Leaving consideration of GDPR aside, the primary functions required here are to identify sensitive data and then to take appropriate steps to protect that data. The former, again, requires understanding where all your data is, and then use profiling and other (semantic) mechanisms to determine if any particular piece of data is sensitive. It would be good practice, once sensitive data has been discovered, to also trace its lineage (both forward and backward) as a double check that you have found all instances of the data. The data can then be masked or obfuscated in an appropriate manner. The ability to visualise what we might call masking lineage, will be useful for auditing and compliance purposes, in order to prove that all instances of sensitive data have been appropriately secured. For data in-flight, as opposed to data at rest, you may need to employ dynamic data masking, tokenisation or encryption, depending on the circumstances. For test data you may choose to use synthetic data that does not require masking.
Returning to the geo-political point raised at the beginning of this section, there are issues over privacy when data is moved from one jurisdiction to another.
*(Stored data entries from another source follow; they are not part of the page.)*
PR #12854, opened 2022-06-01
[homekit] update configuration revision on start

yfre:
update configuration revision on openHAB restart. this will force all paired ios devices to request a new list of homekit accessories provided via openHAB.

this solves following issues:
- item config was change while openHAB was down.
- the orders and ids of homekit accessories has changed, as described here 
https://community.openhab.org/t/how-to-configure-homekit-light-with-colour/136137


jlaur (approved):
Thanks for the fix!

PR #12865, opened 2022-06-02
Exclude embedded module-info.class recursively

wborn:
See: https://github.com/openhab/openhab-addons/pull/12772#issuecomment-1145179643


jlaur (approved):
It works, thanks!

PR #12869, opened 2022-06-04
[netatmo] Correct Discovery service

clinique:
While previous behavior seemed to work, it made the weather station child of a home, being inconsistant with ModuleType description and expected API calls (e.g. calls to measurement channels were broken).

On netatmo side, this dependency exists but is partially reflected in API calls structure, most of them still being based on initial organization (before the introduction of homes for energy and security purpose).

### DIFF
--- a/bundles/org.openhab.binding.netatmo/src/main/java/org/openhab/binding/netatmo/internal/discovery/NetatmoDiscoveryService.java
+++ b/bundles/org.openhab.binding.netatmo/src/main/java/org/openhab/binding/netatmo/internal/discovery/NetatmoDiscoveryService.java
@@ -14,7 +14,6 @@ package org.openhab.binding.netatmo.internal.discovery;
 
 import java.util.HashMap;
 import java.util.Map;
-import java.util.Set;
 import java.util.stream.Collectors;
 
 import org.eclipse.jdt.annotation.NonNullByDefault;
@@ -48,13 +47,13 @@ import org.slf4j.LoggerFactory;
  */
 @NonNullByDefault
 public class NetatmoDiscoveryService extends AbstractDiscoveryService implements ThingHandlerService, DiscoveryService {
-    private static final Set<ModuleType> SKIPPED_TYPES = Set.of(ModuleType.UNKNOWN, ModuleType.ACCOUNT);
     private static final int DISCOVER_TIMEOUT_SECONDS = 3;
     private final Logger logger = LoggerFactory.getLogger(NetatmoDiscoveryService.class);
+
     private @Nullable ApiBridgeHandler handler;
 
     public NetatmoDiscoveryService() {
-        super(ModuleType.AS_SET.stream().filter(mt -> !SKIPPED_TYPES.contains(mt)).map(mt -> mt.thingTypeUID)
+        super(ModuleType.AS_SET.stream().filter(mt -> !mt.apiName.isBlank()).map(mt -> mt.thingTypeUID)
                 .collect(Collectors.toSet()), DISCOVER_TIMEOUT_SECONDS);
     }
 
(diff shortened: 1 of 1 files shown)


lolodomo (approved):
LGTM

lolodomo:
I propose @jlaur or me to test that before merging.

jlaur:
> I propose @jlaur or me to test that before merging.

I didn't previously focus on testing discovery, but I remember you did some testing with findings and are more into the problem, so please go ahead without me. :-)

lolodomo:
I have my account bridge setup in a configuration file.
Everything is then discovered when I start a discovery but my weather station and its modules are all in doubled.
One with the following UID `netatmo:weather-station:compte:0123456789ab` is good and when approved, the thing went ONLINE and the hierarchy is OK.
For the other one with the following UID `netatmo:weather-station:compte:xxxxxxxxxxxxxxxx:0123456789ab`, if I approve it, the thing remains OFFLINE because it is linked to an unknwon parent `netatmo:home:compte:xxxxxxxxxxxxxxxx`.

For the home, the camera and the persons, it looks good, I can approve them, the hierarchy is good and they went ONLINE.

If it works for security stuff, it should work too for the weather station.

lolodomo:
> For the other one with the following UID `netatmo:weather-station:compte:xxxxxxxxxxxxxxxx:0123456789ab`, if I approve it, the thing remains OFFLINE because it is linked to an unknwon parent `netatmo:home:compte:xxxxxxxxxxxxxxxx`.

This is certainly the discovery through the homesdata that creates these duplicated things. Wasn't your code trying to filter them ?

lolodomo:
@clinique, I think your new filter is not correct:
```
                    homeApi.getHomesData(null, null).stream()
                            .filter(h -> !(h.getFeatures().isEmpty()
                                    || h.getFeatures().contains(FeatureArea.WEATHER) && h.getFeatures().size() == 1))
```
In my case, I have several feature areas.

bundles/org.openhab.binding.netatmo/src/main/java/org/openhab/binding/netatmo/internal/discovery/NetatmoDiscoveryService.java
```diff
@@ -71,40 +70,44 @@ public void startScan() {
...
-                        home.getModules().values().stream().filter(module -> module.getBridge() == null)
-                                .forEach(device -> bridgesUids.put(device.getId(), createThing(device, homeUID)));
-                        // Then the others
-                        home.getModules().values().stream().filter(module -> module.getBridge() != null).forEach(
-                                device -> createThing(device, bridgesUids.getOrDefault(device.getBridge(), homeUID)));
-                    });
+                if (homeApi != null) { // Search those depending from a home that has modules + not only weather modules
+                    homeApi.getHomesData(null, null).stream()
+                            .filter(h -> !(h.getFeatures().isEmpty()
+                                    || h.getFeatures().contains(FeatureArea.WEATHER) && h.getFeatures().size() == 1))
```
lolodomo, line 86: I think your new filter is not correct.
In my case, I have certainly several feature areas and it leads to the create of a thing for my weather station attached to the home thing.

lolodomo (changes requested):

bundles/org.openhab.binding.netatmo/src/main/java/org/openhab/binding/netatmo/internal/discovery/NetatmoDiscoveryService.java
clinique: I want to avoid the creation of a home that only owns a station.
Normally, your station should have been created and discovered in the previous step, but maybe I made a mistake there.

The thing is, my own setup has three homes, one for weather, one for energy, one for security. Never found how to merge them. The weather home is pointless.

lolodomo: Ok, I understand, your filter is for your case you have a home only for your weather station.
In my case, my home contains a weather station and a camera. In this case, the weather station should be ignored. This is an additional test to do in in the loop so that only security and energy things are created at this place.

lolodomo: > Normally, your station should have been created and discovered in the previous step, but maybe I made a mistake there.

Exactly, that is why it should not be discovered a second time, attached to my home that time.

lolodomo: > If its the case, we must find how to avoid creation of a second station.

A simple test on the thing type ? I do not remember exactly how look the returned data.

lolodomo: I just checked the returned data, there is a "type" field for each "thing". Type "NAMain" should be ignored.

lolodomo: I just checked the returned data, there is a "type" field for each "thing" in the home. Type "NAMain" should be ignored.

lolodomo: Once the correct filter will be added, you can even remove your own filter which cover only a specific case that can be covered by the more general test.

lolodomo: @clinique: here are the changes which works for me:
```
                                // Creating modules that have no bridge first
                                home.getModules().values().stream()
                                        .filter(module -> module.getBridge() == null
                                                && module.getType() != ModuleType.WEATHER_STATION)
                                        .forEach(device -> bridgesUids.put(device.getId(),
                                                createThing(device, homeUID)));

                                // Then the others
                                home.getModules().values().stream()
                                        .filter(module -> module.getBridge() != null
                                                && module.getType().getBridge() != ModuleType.WEATHER_STATION)
                                        .forEach(device -> createThing(device,
                                                bridgesUids.getOrDefault(device.getBridge(), homeUID)));
```

lolodomo:
I will test again with the last version of the code and I believe it will work ;)

lolodomo (approved):
Code looks good to me and change was tested with success.
Thank you.

PR #12877, opened 2022-06-04
[elroconnects] Set thingStatus earlier in initialize

mherwege:

- Set thing status UNKNOWN in initialize before launching long running init
- Implement bridgeStatusChanged

### DIFF
--- a/bundles/org.openhab.binding.elroconnects/src/main/java/org/openhab/binding/elroconnects/internal/handler/ElroConnectsDeviceHandler.java
+++ b/bundles/org.openhab.binding.elroconnects/src/main/java/org/openhab/binding/elroconnects/internal/handler/ElroConnectsDeviceHandler.java
@@ -66,8 +66,6 @@ public class ElroConnectsDeviceHandler extends BaseThingHandler {
                     String msg = String.format("@text/offline.invalid-device-type [ \"%s\" ]", deviceType);
                     updateStatus(ThingStatus.OFFLINE, ThingStatusDetail.CONFIGURATION_ERROR, msg);
                 } else {
-                    updateStatus(ThingStatus.UNKNOWN);
-
                     bridgeHandler.setDeviceHandler(deviceId, this);
                     updateProperties(bridgeHandler);
                     updateDeviceName(bridgeHandler);
--- a/bundles/org.openhab.binding.elroconnects/src/main/java/org/openhab/binding/elroconnects/internal/handler/ElroConnectsDeviceHandler.java
+++ b/bundles/org.openhab.binding.elroconnects/src/main/java/org/openhab/binding/elroconnects/internal/handler/ElroConnectsDeviceHandler.java
@@ -49,16 +49,19 @@ public class ElroConnectsDeviceHandler extends BaseThingHandler {
         ElroConnectsDeviceConfiguration config = getConfigAs(ElroConnectsDeviceConfiguration.class);
         deviceId = config.deviceId;
 
-        Bridge bridge = getBridge();
         ElroConnectsBridgeHandler bridgeHandler = getBridgeHandler();
+        if (bridgeHandler == null) {
+            // Thing status has already been updated in getBridgeHandler()
+            return;
+        }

In some cases, this is expressly forbidden, in others it may require specific permission, while in yet more cases there may be no problem. These concerns need to be mapped to the data landscape. Further, data lineage will need to be used to track the provenance of data and to ensure that privacy regulations are not breached.
The role of the CDO extends beyond the details that we have discussed in this paper. However, we believe that unless the CDO tackles the fundamental issues that we have highlighted, then all the other tasks that face the CDO will be impossible or, at least, any results will be dysfunctional. In other words, discovering and understanding your data landscape is a necessary condition for meeting the functional requirements of a CDO, even if it is not, on its own, sufficient.